▽
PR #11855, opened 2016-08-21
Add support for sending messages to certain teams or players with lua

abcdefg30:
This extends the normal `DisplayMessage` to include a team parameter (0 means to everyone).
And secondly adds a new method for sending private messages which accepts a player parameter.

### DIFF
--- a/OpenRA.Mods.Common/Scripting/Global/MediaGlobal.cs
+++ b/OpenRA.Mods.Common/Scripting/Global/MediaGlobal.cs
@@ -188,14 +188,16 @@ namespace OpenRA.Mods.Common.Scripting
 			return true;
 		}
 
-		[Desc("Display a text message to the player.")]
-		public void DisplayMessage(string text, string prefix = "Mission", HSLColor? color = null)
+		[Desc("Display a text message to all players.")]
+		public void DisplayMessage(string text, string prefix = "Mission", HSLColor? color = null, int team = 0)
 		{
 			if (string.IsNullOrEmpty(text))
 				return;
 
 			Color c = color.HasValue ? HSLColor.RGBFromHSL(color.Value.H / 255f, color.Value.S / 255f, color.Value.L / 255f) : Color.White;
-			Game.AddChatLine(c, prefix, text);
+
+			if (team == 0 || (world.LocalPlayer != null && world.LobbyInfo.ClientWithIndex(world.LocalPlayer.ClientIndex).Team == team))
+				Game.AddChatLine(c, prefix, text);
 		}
△
▽
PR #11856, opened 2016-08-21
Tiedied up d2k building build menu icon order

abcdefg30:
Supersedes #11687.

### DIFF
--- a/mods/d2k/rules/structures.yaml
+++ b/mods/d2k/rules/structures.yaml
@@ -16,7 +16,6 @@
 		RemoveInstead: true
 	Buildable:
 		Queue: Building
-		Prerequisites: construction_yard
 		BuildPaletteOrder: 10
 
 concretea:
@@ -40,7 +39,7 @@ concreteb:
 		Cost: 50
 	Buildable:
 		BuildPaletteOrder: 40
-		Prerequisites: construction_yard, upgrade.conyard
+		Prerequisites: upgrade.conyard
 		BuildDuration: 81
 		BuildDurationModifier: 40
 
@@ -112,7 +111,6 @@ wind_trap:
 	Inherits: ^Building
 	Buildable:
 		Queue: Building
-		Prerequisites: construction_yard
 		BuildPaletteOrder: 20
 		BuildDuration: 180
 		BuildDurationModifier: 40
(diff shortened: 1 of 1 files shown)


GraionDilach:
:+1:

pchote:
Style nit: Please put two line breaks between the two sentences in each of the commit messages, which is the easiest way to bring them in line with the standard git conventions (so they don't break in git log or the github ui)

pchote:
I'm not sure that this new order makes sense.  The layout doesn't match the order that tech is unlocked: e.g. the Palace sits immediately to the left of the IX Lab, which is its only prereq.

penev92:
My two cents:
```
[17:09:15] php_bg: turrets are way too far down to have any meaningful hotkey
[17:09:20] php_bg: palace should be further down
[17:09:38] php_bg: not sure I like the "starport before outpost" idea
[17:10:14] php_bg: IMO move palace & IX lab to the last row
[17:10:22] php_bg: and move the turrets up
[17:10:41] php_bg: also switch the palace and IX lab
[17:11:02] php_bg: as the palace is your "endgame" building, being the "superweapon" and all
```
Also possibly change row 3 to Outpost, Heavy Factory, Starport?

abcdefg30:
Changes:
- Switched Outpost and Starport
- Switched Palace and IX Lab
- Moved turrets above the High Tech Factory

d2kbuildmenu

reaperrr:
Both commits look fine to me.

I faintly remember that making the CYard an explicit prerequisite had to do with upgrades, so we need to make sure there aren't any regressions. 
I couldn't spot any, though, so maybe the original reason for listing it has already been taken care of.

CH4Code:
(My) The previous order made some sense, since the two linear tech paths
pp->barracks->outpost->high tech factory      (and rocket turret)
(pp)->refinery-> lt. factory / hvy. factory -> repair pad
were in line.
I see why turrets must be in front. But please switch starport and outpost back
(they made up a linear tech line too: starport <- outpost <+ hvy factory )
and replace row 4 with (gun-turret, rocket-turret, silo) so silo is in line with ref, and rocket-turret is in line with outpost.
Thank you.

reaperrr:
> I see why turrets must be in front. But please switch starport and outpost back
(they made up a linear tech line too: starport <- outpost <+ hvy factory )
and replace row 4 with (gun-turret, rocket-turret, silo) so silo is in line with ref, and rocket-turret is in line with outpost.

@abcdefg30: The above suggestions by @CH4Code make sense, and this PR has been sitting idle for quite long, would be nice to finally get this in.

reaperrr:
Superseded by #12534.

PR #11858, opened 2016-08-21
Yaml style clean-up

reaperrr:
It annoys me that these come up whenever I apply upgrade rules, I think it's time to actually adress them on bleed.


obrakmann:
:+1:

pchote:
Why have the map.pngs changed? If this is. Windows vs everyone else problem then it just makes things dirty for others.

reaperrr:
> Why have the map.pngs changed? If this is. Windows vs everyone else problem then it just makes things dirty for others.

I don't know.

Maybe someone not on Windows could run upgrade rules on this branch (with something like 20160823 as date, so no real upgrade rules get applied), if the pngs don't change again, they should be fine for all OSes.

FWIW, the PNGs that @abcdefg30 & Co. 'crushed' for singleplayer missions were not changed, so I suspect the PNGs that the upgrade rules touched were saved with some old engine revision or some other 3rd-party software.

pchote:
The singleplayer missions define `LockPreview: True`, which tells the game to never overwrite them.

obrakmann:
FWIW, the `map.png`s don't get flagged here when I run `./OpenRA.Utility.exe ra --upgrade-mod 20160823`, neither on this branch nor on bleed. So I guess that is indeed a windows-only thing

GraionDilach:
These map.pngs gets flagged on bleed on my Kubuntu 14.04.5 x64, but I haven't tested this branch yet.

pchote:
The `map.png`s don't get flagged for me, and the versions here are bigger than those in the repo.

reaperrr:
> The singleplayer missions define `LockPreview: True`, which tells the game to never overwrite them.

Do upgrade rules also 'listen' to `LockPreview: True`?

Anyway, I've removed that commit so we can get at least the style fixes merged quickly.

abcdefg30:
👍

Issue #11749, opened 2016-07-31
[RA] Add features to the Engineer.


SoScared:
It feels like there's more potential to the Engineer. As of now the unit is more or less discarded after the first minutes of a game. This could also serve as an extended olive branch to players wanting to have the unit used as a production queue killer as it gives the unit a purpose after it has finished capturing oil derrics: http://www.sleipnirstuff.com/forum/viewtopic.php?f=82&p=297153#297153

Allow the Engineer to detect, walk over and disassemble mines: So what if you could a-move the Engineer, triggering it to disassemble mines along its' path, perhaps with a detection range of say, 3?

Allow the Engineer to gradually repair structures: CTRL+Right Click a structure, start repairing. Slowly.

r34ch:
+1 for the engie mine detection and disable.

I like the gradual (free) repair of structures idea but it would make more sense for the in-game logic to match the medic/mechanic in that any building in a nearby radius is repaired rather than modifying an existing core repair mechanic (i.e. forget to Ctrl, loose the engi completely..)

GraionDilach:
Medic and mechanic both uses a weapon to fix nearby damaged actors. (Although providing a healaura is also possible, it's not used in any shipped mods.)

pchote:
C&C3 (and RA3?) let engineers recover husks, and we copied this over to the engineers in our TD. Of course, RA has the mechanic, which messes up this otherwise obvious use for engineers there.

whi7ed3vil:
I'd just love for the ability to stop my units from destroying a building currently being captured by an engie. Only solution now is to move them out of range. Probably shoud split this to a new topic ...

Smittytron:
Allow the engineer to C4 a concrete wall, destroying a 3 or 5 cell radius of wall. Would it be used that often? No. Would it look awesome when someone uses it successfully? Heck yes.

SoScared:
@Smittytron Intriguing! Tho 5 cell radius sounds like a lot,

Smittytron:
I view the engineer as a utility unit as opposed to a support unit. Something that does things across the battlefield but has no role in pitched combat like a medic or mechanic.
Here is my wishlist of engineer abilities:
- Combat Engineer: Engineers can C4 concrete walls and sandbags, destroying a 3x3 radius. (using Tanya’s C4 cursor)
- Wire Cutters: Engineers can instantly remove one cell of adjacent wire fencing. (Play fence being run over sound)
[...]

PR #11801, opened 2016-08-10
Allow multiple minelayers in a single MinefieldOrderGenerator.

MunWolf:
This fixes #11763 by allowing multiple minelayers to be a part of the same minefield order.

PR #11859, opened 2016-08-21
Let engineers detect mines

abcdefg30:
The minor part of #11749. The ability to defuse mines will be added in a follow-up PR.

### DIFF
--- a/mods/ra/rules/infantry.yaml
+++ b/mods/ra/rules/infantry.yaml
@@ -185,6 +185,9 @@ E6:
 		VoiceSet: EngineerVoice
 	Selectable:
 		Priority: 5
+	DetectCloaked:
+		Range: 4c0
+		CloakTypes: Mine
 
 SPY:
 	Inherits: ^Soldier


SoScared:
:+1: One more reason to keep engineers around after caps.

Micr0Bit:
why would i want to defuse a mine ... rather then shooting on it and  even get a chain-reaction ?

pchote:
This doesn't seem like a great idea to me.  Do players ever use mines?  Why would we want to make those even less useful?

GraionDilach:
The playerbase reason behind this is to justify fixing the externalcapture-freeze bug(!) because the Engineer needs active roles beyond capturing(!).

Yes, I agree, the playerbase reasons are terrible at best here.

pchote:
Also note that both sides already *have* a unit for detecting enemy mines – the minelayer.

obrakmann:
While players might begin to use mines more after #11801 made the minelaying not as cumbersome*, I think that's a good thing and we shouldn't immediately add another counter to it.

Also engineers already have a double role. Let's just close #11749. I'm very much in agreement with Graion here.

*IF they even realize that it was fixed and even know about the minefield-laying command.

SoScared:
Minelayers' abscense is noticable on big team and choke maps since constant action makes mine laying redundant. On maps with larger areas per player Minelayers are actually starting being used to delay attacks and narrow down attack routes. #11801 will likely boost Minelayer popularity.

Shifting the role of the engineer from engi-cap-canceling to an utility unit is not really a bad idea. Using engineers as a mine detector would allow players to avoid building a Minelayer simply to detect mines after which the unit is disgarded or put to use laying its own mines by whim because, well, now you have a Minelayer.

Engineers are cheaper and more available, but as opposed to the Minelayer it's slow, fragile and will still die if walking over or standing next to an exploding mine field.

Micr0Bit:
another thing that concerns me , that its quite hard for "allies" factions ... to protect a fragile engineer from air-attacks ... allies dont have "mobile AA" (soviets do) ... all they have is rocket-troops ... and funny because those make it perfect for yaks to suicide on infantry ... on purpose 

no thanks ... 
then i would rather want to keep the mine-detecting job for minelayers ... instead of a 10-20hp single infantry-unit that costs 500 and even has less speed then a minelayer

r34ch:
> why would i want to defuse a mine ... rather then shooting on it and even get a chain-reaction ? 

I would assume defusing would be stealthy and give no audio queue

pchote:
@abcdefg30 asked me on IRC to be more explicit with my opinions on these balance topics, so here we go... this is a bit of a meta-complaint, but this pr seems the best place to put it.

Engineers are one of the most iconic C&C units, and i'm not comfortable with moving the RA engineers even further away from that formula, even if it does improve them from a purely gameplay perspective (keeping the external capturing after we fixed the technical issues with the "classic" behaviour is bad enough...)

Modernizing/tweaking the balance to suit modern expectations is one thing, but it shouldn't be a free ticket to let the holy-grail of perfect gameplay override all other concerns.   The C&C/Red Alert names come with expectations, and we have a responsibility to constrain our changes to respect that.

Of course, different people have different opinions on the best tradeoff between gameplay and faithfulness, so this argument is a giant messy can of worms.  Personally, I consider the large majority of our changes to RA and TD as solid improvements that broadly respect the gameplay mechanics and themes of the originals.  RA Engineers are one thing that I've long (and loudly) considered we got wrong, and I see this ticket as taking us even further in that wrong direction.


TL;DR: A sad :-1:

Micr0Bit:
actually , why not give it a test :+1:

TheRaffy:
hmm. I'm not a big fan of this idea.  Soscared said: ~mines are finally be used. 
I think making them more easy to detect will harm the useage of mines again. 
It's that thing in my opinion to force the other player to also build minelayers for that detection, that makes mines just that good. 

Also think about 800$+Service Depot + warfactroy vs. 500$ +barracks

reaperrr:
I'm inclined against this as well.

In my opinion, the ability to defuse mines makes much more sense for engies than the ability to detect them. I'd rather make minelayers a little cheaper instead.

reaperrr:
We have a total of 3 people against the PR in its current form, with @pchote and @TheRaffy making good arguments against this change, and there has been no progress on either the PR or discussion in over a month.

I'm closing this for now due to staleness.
△
▽
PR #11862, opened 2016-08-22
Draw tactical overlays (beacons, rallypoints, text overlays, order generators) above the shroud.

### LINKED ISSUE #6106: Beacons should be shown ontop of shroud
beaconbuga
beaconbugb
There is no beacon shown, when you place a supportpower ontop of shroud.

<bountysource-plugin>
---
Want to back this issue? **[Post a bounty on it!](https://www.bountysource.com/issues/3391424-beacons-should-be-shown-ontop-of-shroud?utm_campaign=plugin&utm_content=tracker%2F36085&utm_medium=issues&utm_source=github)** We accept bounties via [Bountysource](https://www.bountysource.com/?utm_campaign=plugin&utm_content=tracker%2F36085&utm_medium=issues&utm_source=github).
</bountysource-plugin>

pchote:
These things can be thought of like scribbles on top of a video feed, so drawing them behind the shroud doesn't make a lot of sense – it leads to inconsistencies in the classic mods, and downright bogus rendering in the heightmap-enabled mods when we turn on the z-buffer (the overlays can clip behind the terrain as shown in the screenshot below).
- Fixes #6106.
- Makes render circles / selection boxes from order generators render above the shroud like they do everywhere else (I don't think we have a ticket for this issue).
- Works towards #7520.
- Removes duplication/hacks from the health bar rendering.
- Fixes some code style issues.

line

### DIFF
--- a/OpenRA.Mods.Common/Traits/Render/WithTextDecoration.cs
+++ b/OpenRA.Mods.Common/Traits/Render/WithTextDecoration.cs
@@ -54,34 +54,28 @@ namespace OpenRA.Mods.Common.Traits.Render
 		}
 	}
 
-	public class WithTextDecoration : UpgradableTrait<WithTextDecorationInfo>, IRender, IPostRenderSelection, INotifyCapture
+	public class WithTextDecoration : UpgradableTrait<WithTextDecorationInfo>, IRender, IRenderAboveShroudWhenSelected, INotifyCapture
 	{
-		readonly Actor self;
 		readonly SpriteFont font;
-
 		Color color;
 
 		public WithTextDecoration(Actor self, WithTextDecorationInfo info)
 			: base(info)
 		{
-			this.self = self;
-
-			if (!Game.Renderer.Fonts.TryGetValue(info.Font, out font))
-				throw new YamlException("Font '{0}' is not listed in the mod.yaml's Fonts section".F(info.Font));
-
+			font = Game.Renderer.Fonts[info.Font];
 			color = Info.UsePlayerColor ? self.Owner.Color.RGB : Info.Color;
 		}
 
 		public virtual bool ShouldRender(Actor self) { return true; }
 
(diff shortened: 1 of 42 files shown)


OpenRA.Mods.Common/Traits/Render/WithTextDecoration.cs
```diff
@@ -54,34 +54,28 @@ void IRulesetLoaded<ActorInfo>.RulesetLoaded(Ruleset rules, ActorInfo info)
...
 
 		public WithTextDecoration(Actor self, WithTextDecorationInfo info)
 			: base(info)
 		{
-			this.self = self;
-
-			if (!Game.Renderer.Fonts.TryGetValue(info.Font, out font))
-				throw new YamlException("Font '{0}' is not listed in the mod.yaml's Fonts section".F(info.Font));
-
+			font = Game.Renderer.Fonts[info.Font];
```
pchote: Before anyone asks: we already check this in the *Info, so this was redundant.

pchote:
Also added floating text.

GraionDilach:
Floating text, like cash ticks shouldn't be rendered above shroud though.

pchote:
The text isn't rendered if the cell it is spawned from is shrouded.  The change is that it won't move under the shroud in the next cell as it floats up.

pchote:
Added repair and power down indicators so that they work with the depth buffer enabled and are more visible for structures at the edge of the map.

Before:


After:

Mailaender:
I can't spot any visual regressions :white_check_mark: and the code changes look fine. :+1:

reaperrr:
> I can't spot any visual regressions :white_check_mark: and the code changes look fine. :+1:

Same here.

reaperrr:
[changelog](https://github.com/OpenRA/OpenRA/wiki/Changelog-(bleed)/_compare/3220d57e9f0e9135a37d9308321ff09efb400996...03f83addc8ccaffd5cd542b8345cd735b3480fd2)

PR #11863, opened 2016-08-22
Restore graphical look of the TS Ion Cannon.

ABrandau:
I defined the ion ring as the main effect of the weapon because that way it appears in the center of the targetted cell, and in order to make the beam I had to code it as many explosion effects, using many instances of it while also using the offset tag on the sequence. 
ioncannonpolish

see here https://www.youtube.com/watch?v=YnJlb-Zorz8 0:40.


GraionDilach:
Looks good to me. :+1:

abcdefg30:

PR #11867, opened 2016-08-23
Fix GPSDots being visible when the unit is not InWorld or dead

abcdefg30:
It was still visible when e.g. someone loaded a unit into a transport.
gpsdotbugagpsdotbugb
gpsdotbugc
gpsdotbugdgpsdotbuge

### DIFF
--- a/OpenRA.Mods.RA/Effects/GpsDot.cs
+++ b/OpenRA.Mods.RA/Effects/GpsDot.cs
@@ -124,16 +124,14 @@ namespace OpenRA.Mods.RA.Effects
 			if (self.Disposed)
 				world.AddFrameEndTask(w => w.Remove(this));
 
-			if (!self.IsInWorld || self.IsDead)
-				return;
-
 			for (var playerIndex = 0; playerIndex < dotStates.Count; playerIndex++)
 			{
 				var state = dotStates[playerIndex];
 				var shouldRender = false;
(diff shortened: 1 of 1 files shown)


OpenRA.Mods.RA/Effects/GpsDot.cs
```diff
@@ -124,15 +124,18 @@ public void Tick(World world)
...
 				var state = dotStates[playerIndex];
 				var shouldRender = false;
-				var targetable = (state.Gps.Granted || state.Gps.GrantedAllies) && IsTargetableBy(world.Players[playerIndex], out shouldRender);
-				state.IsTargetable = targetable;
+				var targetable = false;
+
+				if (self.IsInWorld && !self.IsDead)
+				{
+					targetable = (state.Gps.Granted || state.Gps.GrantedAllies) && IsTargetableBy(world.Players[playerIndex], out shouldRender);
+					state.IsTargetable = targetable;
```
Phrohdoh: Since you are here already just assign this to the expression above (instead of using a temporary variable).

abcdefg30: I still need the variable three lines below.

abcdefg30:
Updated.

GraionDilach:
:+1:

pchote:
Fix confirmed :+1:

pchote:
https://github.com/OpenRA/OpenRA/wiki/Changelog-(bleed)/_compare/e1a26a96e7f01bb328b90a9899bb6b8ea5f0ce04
△
AIM OF THE EXERCISE →
Identify every line above that includes the word "Desc", and show those lines.

REPLY →
-		[Desc("Display a text message to the player.")]
+		[Desc("Display a text message to all players.")]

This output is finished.